The Covid-19 accelerator Generally, all actors in the Geneva International community are suffering from operational restrictions linked to Covid-19, particularly with regards to organizing field visits or convening big meetings in Geneva. Said Lennane:

« The virus was the straw that broke the camel’s back and accelerated the end. Without the pandemic, maybe we would have succeeded in keep on going but it’s unlikely.»

According to Baumann, Geneva International’s institutions are still very well-positioned as actors, and have rapidly adapted during the lockdown with virtual modes of operation that can set a precedent for the longer-term, with new hybrid model of conferencing, combining physical presence and remote virtual interlocutors:

«Geneva is well placed with its rich ecosystem of actors in new technologies in the broadest sense. But multilateral diplomacy remains about relationships of trust and contact between negotiators and delegations. There will always be face-to-face meetings, this is the heart of multilateralism.»

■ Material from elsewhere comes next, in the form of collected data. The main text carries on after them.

Issue #1242, opened 2019-05-02
Enhancement: Fill areas in scribble mode


mlerjen:
### Situation
![hybrid](https://user-images.githubusercontent.com/15611653/57070657-684b1e80-6cd8-11e9-8226-65c84ebb4365.JPG)
The resolution of the scribble layer must be fine enough that you can sketch details with appropriate accuracy. On the other hand such fine grain makes it time consuming to fill the areas according their classification. In my sample above you can see: The grain is fine enough for the details but fills are represented in a sleazy manner.

### Proposed enhancement
Therefore I would like to propose the following. Enhance the sketch drawing by "auto-filling closed strokes"
![image](https://user-images.githubusercontent.com/15611653/57071277-320e9e80-6cda-11e9-88f3-ad541fa976dd.png)
Start.
![image](https://user-images.githubusercontent.com/15611653/57071292-42bf1480-6cda-11e9-8674-06f5d2a3989b.png)
Drawing a closed stroke/loop
![image](https://user-images.githubusercontent.com/15611653/57071372-90d41800-6cda-11e9-8fd7-e30b8f4c4c04.png)
Isolated stroke
![image](https://user-images.githubusercontent.com/15611653/57071316-58ccd500-6cda-11e9-8764-1effb764bb45.png)
Resulting filled area.

### Configuration
Mapper Version: 0.8.4.
Operating System: Android 5

ollesmaps:
I am not sure if I like it. The nature of scribbling might trigger accidental filling of areas ...

I was thinking something like "**spray**" with wider perimeter might do the job better. If I remember the MS Paint correctly the spray did not cover everything entirely. And that might be a good thing, you would be able to see stuff beneath, unless you spray longer.

jmacura:
Although I do not use the scribble layer myself, based on the description provided, I guess that the very basic "brush size" property might be a good progress in this.

lpechacek:
FWIW, the "pen width" option makes much more sense to me than flood fill.

mlerjen:
@lpechacek, @jmacura @ollesmaps:  
I would expect these basic benefits of my proposal:
1) You preserve the precision of the fine grained pen to define the borders of the so "flooded" area (surely an advantage to "clumsy brush" or "spray" :-)
2) You skip to excessively switch pen width. You can actually draw precisely and fill with the same tool.

lpechacek:
[...]

Issue #947, opened 2017-09-02
Possibility to hide color icons for scribbling and still be able to scribble


ollesmaps:
Please add possibility to hide color icons for scribbling if color is selecteted and is going to be used for a longer period. This action might do the same button as Paint-on-template. In fact the button hides color icons already now, however you can not scribble after that.

This will save space on small devices so you can draw on bigger screen.

Mapper Version: 0.7.0 (Android App)

dg0yt:
Side note: I never used this paint-on-template stuff - I use the normal drawing on the map. You could create your own map template with the desired colors and symbols, and then either use distinct field work maps (with the original map as a template), or add these symbols to the original map and work in a distinct map part during field-work. The recent changes on the freehand tool will make this work even better.

ollesmaps:
I draw all points and most of the lines in vector when fieldworking. I use scribbling for areas. 
Scribbling  is at the moment faster than vectorizing. The main reason is that you can have a selection of color icons available "on top" and you do not have to "fish" for it to a hidden screen as you have to for map symbols.

Issue #945, opened 2017-09-02
Color choice in Paint-on-template


ollesmaps:
The color selection on Paint-on-template could be bigger. 

Plus pink, orange, light green, violet, light blue, dark brown. It can be optional which colors and how many to add.

More colors mean more readable scribbles. For example now I have to draw all greens in one type of green and add letters inside them to give it meaning. That makes it less legible. In "mylar and pencil" mapping I used for example green for fight, orange for walk and pink for runnable thickets.

Mapper Version: 0.7.0 (Android App)

dg0yt:
How many colors will you need in total?

ollesmaps:
I would say 12 would be optimal. Maximum 14. 

I counted colors I used on mylar and that was 9. However if I applied some pressure I got different shades. So in total it was 12 colors.

ollesmaps:
I gave it some more thinking: The colors shall have different shades than map symbols (ISOM). For example now green has the same shade as ISOM green, so it is hard to distinguish between green on template and vector green (to distinguish between what has been vectorised and what not). 
Of course that relates to ISOM and if there is a non-ISOM map the clashes might be different. So a custum made palette would serve best.

lpechacek:
A test build is available from http://liborpechacek.wz.cz/oomapper/OpenOrienteering-Mapper-refs_pull_1738_merge_v20200925.1-Android-armeabi-v7a.apk

ollesmaps:
It works! I am excited :100: 

![palette](https://user-images.githubusercontent.com/20535899/100085153-fb642000-2e4b-11eb-94b8-b9a35d3409fc.jpg)

ollesmaps:
I experienced a peculiar crash with the above mentioned test build.

- All information in worked upon template _Draft @ 46...png_  got lost.
- This png file got corrupt.
- You could still see it in template list, however OOM could not open it.
- This oom file was saved short time before the crash - vectors, gpx were all fine, the rest of the templates were fine as well
-  This png was saved even before this mapping session, previous day.
- The trigger was perhaps a multitouch  - I was receiving a phone call and clumsily handled the tablet (but could be also something else).
- I later inspected this file and it was 0 kB, when opened in Notepad - no information inside

dg0yt:
> The trigger was perhaps a multitouch - I was receiving a phone call and clumsily handled the tablet (but could be also something else).

More likely: Android decided to terminate the app forcefully. It probably asked to quit before, but saving changed data took too long. 

[...]

PR #1652, opened 2020-06-07
PaintOnTemplateTool: Add filled area mode

lpechacek:
The `ScribbleOptions` part may feel like YAGNI but I have another idea for an enhancement. So at this point we can go with a boolean parameter to the method or leave the more descriptive and extensible `QFlags` in place. Please review, Kai.


src/templates/template.h
```diff
@@ -141,6 +141,7 @@ Q_OBJECT
 	 */
 	enum ScribbleOption
 	{
+		NoScribbleOptions = 0,
```
lpechacek, line 144: Yes, I had this line in the code but then I removed it. The "no options" is equivalent to newly initialized `QFlags` or just plain `{}`. That is why I removed the "no bits set" before submission.

Your proposal made me look at `QFlags` usage in Qt (`fgrep -B15 -r Q_DECLARE_FLAGS /usr/include/qt5/`). I can see that zero appears in the enums in about half of the cases. That said, I don't mind re-introduction of the value. This comment is a side note explaining why it was "missing".

src/templates/template.h
```diff
@@ -744,9 +745,10 @@ Q_OBJECT
 	Matrix template_to_map_other;
 };
 
-Q_DECLARE_OPERATORS_FOR_FLAGS(Template::ScribbleOptions)
-
 
 }  // namespace OpenOrienteering
 
+Q_DECLARE_OPERATORS_FOR_FLAGS(OpenOrienteering::Template::ScribbleOptions)
```
lpechacek, line 751: Ack this one.

lpechacek:
Thanks for the review, Kai.

Ad the pen widths, I believe that the filled areas mode provides a more capable alternative. As M. Lerjen [mentioned in the associated issue](https://github.com/OpenOrienteering/mapper/issues/1242#issuecomment-489554310), the fill areas option allows creating colored patches with precisely defined edges. Thicker pens do not provide this benefit.

My idea for enhancement was "overprint" mode. Recently I needed to overlay a color area over a few hand-sketched symbols. Combining these elements turned out to be quite tedious. I also think that the "overprint" scribbling mode could help people migrate from Mylar to a tablet.

Just my two cents, I'll be happy to read alternative opinions. :)

P.S. Plus a richer color palette would be required for migration from Mylar. Even I used about 9 pencils. Common number of pencils is 10-15 ([according to The Czech Mapper's Tutorial](http://tvorbamap.shocart.cz/vybaveni/soucasti.htm#tuzky)).

src/templates/template.h
dg0yt: Yes, this is is just a name for `ScribbleOptions{}`. However, a single-valued enum feels strange to mee, at least outside of C++ meta programming.

mlerjen:
image
Before. Tendency to incomplete area work.
image
With Fill areas in scribble mode.

The new filll area mode is a nice  and appreciated enhancement leading to much better field notes. Areas now can easily be represented by entirely filled areas instead of  their outlines  and a scribbled (time consuming) indication of the filling. A fine pen with and a efficient area filling are no longer contradicting.

image
So why not use the fill areas mode here?

In the logic of the workflow though, you would first draw point and line features making use of the template(s) before concluding a section with the specification of the area.  As the filling areas mode covers/erases all scribble it thus turns unhandy. In the example above the tool could only be applied to to the various sections of the central brown area each confined by either area outline or contours. (actually that was done for the upper brown area).

I would though consider to make the fill area mode "filling" instead of "covering" (replacing the only the transparent parts of a pixel with the filling color?? Except for white still voiding everything).

image
Point and short line features drawn directly. Contours as vectors sketched with a helper symbol and drawn with the freehand tool. Areas with out-lines on the scribble layer.

As a work-around to preserve the strength of the tool as it is now ("covering"). you can use the "draw freehand tool" with a helper line symbol to draw line features. These will not be covered by the concluding "fill area" scribble. This would btw. also be a way to approximate the full colorful potential of the Czech Map Painting tradition ;-)

dg0yt:
> I would though consider to make the fill area mode "filling" instead of "covering" (replacing the only the transparent parts of a pixel with the filling color?? Except for white still voiding everything).

Point taken. However, this would mean that you cannot re-color any area with the fill tool, unless erasing first. Or unless we find a way to handle at least two "layers".

lpechacek:
> > I would though consider to make the fill area mode "filling" instead of "covering" (replacing the only the transparent parts of a pixel with the filling color?? Except for white still voiding everything).
>
> Point taken. However, this would mean that you cannot re-color any area with the fill tool, unless erasing first. Or unless we find a way to handle at least two "layers".

The implementation is quite straightforward (https://github.com/lpechacek/mapper/commit/0aedd4be91f3b78c47da4044fb84deb9318de010) and I think the restriction @dg0yt mentions is far less hassle than trying to fit new drawing between existing lines.

I'd try producing a test build but my Pipelines instance is not yet configured. For a while I thought about creating a new branch in the official OO repo but then I realized that a (draft) pull request will also trigger Pipelines build with the possibility to download the signature-less test APK.

lpechacek:
A (self-)signed test APK is at http://liborpechacek.wz.cz/oomapper/OpenOrienteering-Mapper-refs_pull_1660_merge_v20200619.1-Android-armeabi-v7a.apk, however, I'm far from recommending installation of the package, given the previous experience with test builds.

The new tool behavior feels slightly counterintuitive to me. Making changes to existing drawing just does not "stick". The pen leaves a trace only in transparent areas.

dg0yt:
> The new tool behavior feels slightly counterintuitive to me. Making changes to existing drawing just does not "stick". The pen leaves a trace only in transparent areas.

I think this is what I meant by

> you cannot re-color any area with the fill tool, unless erasing first.

but extended to the pen!

Apart from the layers approach I mentioned, options are
- a pattern (like during drawing)
- multiplying blend mode for all drawing actions (like in overprinting simulation).

mlerjen:
Screenshot_20200619-180953_OpenOrienteering Mapper refspull1660merge v202006191

Great fun from my point of view. Last things to fine-tune maybe: 
- while the line pen has a certain opacity, the area pens are opaque and do blend with the drawn lines. (e.g. red and green result into a rather blackish line). Features scribbled with the line features thus tend to be "dissolved" by the areas.
- the button for the "fill area"... hm ... ?? :-)

Thanks again!

dg0yt:
> * while the line pen has a certain opacity, the area pens are opaque and do blend with the drawn lines.

This is the "multiplying blend mode" I mentioned.

lpechacek:
I've kept silent because I have no smart idea of how to solve the insufficiencies at the moment.

Let me at least draft the options:
1) The overprint/"multiplying blend" mode was my first idea. It is supposed to match pencil drawing but results in hue changes of the existing drawing. We haven't tried it so far, but I'm more and more persuaded that we should do give a shot to this one.

2) "Destination over" mode - current implementation where existing drawing projects through the new additions. There is a change in hue at the edges, where the drawing (alpha-) blends into the background. For lines, it means that they are less visible but the centerline still keeps its original hue. We could solve it by switching antialiasing off, but I'm not sure what would be the end-user response. The drawing would give an uglier appearance. Alternatively, thicker line would solve this as well.

Based on the increasing demand, I'll also look into the fill tool. :) My only concern is the increasing number of buttons in the scribble toolbar.

ollesmaps:
> My only concern is the increasing number of buttons in the scribble toolbar.  

What about a collapsible toolbar as suggested in issue #947. This isue was raised 3 years ago, when I was using small phone screen. Now I have a bigger one and it is not so pressing, however some might find it handy.

This also relates to color choice in scribble toolbar issue #945.

dg0yt:
> What about a collapsible toolbar as suggested in issue #947.

There is much non-standard code around the scribbling tools. I collected all related issues in a ["project"](https://github.com/OpenOrienteering/mapper/projects/7). (This PR is not added to the project, but the original issue is.) Now we still need someone to work on that.

lpechacek:
> There is much non-standard code around the scribbling tools. I collected all related issues in a "project". (This PR is not added to the project, but the original issue is.) Now we still need someone to work on that.

Ack. I'm aware of the project and read through it today again. I've got some idea about how to implement the requests, and I'd consider doing it for the pure joy of enhancing Mapper functionality. I'm, however, unsure what you mean with non-standard code and if you expect future contributions to move the code (style) in a certain direction.

dg0yt:
This is the result of painting with [`Qt::Dense4Pattern`](https://doc.qt.io/qt-5/qt.html#BrushStyle-enum), leaving some pixels untouched: 
dense-pattern

- It might make sense to turn off the outline (Qt: "pen") when drawing with a pattern, because repetitions will leave covering lines.
- On the same image, the pattern is always applied to the same pixels. Repeated painting with the same pattern will always change the same pixels (to the current color). No darkening, no mixing - only pixels created by pens or solid fills will shine through.
- 1 pixel wide pen strokes at 45° may get covered completely. (Cf. green line below red area.)

PR #1653, opened 2020-06-08
Major rework of Map's template API and of TemplateListWidget

dg0yt:
Move responsibilites from client code to `Map` where reasonable.
Factor our a proper `TemplateTableModel` from `TemplateListWidget`.

### DIFF
--- a/src/core/map.h
+++ b/src/core/map.h
@@ -631,8 +631,9 @@ public:
 	/**
 	 * Insert a new template at the given index.
 	 * 
-	 * To place a template immediately below the map, adjust first_front_template
-	 * manually with setFirstFrontTemplate()!
+	 * If the index is lower then the first front template index, the function
+	 * increments this index. To place a template immediately below the map,
+	 * pass index -1.
 	 */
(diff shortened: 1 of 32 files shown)


src/core/map.h
```diff
@@ -1469,7 +1471,7 @@ protected slots:
 private:
 	typedef std::vector<MapColor*> ColorVector;
 	typedef std::vector<Symbol*> SymbolVector;
-	typedef std::vector<Template*> TemplateVector;
+	typedef std::vector<std::unique_ptr<Template>> TemplateVector;
```
lpechacek, line 1506: The use of `unique_ptr` obsoletes `delete placeholder;` in `Importer::validate()` (file_import_export.cpp). In fact, the `delete` leads to a crash.

dg0yt: Okay. Will look into this tonight.

dg0yt: Release notes updated.
Side note: I meant to test the binaries once more before publishing the draft release, but accidenty hit the wrong button.

PR #1659, opened 2020-06-14
OgrTemplate: Double rotation while template is not visible

### LINKED ISSUE #1591: Rotation error with non-georeferenced DXF template
### Steps to reproduce
1. Map with open but invisible, non-georeferenced DXF template
2. Open map in Mapper.
3. Use the Georeferencing dialog to change declination.
4. Accept offer to rotate the map.
5. Make the template visible.

### Actual behaviour
The template appears, rotated twice as much as needed.

### Expected behaviour
The template should appear aligned with the map.

### Configuration
Mapper Version:0.9.2
Operating System:Linux

This is a case in which the template has or will have an `explicit_georef`. Perhaps it needs to be handled the same as a georeferenced template by `Map::rotateMap`.

pkturner:
Here is one way to fix #1591, along with an addition to the template_t test that exposes the problem if it is present.

In my current understanding, one of the two rotations applied to this template is more straightforward. Because the template is non-georeferenced, it has a TemplateTransform applied before it is displayed with the map. When the map is rotated, this TemplateTransform has the rotation added to it, to retain the template's relationship with the map objects.

The other rotation is more obscure (and this is the one which this fix removes). At the time the template data is loaded from its file, OgrTemplate provides a georeferencing for the imported data. In the problematic case, the chosen georeferencing is that of the main Map. Later, the template is hidden and the map is saved to a file.

After the map is reopened, the map is rotated, updating declination, before the template is loaded. Then when the template is loaded, Mapper again provides the georeferencing of the main Map, but this time its georeferencing is rotated from the original. It is not the georeferencing on which the template's TemplateTransform is based, and so it provides an additional, undesired rotation to the template data.

This fix adds a step to interpreting template XML which holds on to the map georeferencing which was present when the template was saved. When the template is loaded, this retained, unrotated georeferencing is used when OgrTemplate imports the data.

I have second thoughts about this change. Can't the problem arise any time the template is unloaded, not just from opening a map file containing an invisible template? I suspect the change is not in the right place.


dg0yt:
I'm working on this area of code, too. Some consolidation is needed with `TemplateMap` which doesn't really support `is_georeferenced` at the moment, but should do so (also needed for GH-1302). So I'm reluctant to deal with pull requests which touch these classes now. But I'm willing to cherry-pick automated tests for the current issues, even it means we need to mark some tests as expected fails for now.

pkturner:
Understood that it's best to hold off on this while you deal with `TemplateMap`. I found the name `is_georeferenced` a drag while working on `OgrTemplate`. In the relevant use cases, the issue revolves around the `Georeferencing` explicitly assigned to a DXF template, and all the while, the `is_georeferenced` property must be `false`. Perhaps you will be improving that aspect.

I'll be happy to wait and look at this again whenever appropriate.

dg0yt:
DXF and OSM are the formats which used to be hacked into `TemplateTrack`. So there are old maps which need "template track compatibility" for loading DXF/OSM data. OSM is close enough to GPX (using WGS 84), but for DXF, the legacy configuration is strange. I'm trying to document that. We don't have to care about this for new DXF/OSM templates, but even for GPX, there is the open issue for handling different realizations of WGS 84.

pkturner:
Pushed 3 more small commits to record my notions of code changes that are relevant to the issue, FWIW. Added a test for the effect of map rotation while the template is unloaded.

dg0yt:
Integrated into #1665. Many thanks!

Still, in light of the Covid-19 emergency, other Geneva-based NGOs also have concerns about sustainability in coming weeks or months, some of them serious, acknowledged Olivier Coutau, the Geneva Canton’s Delegate for International Geneva:

«It is certain that the pandemic is not, and will not be, without effect on the functioning of international cooperation actors. For small entities with limited cash reserves, this may mean difficulties, especially if the needs in their sector are increasing.»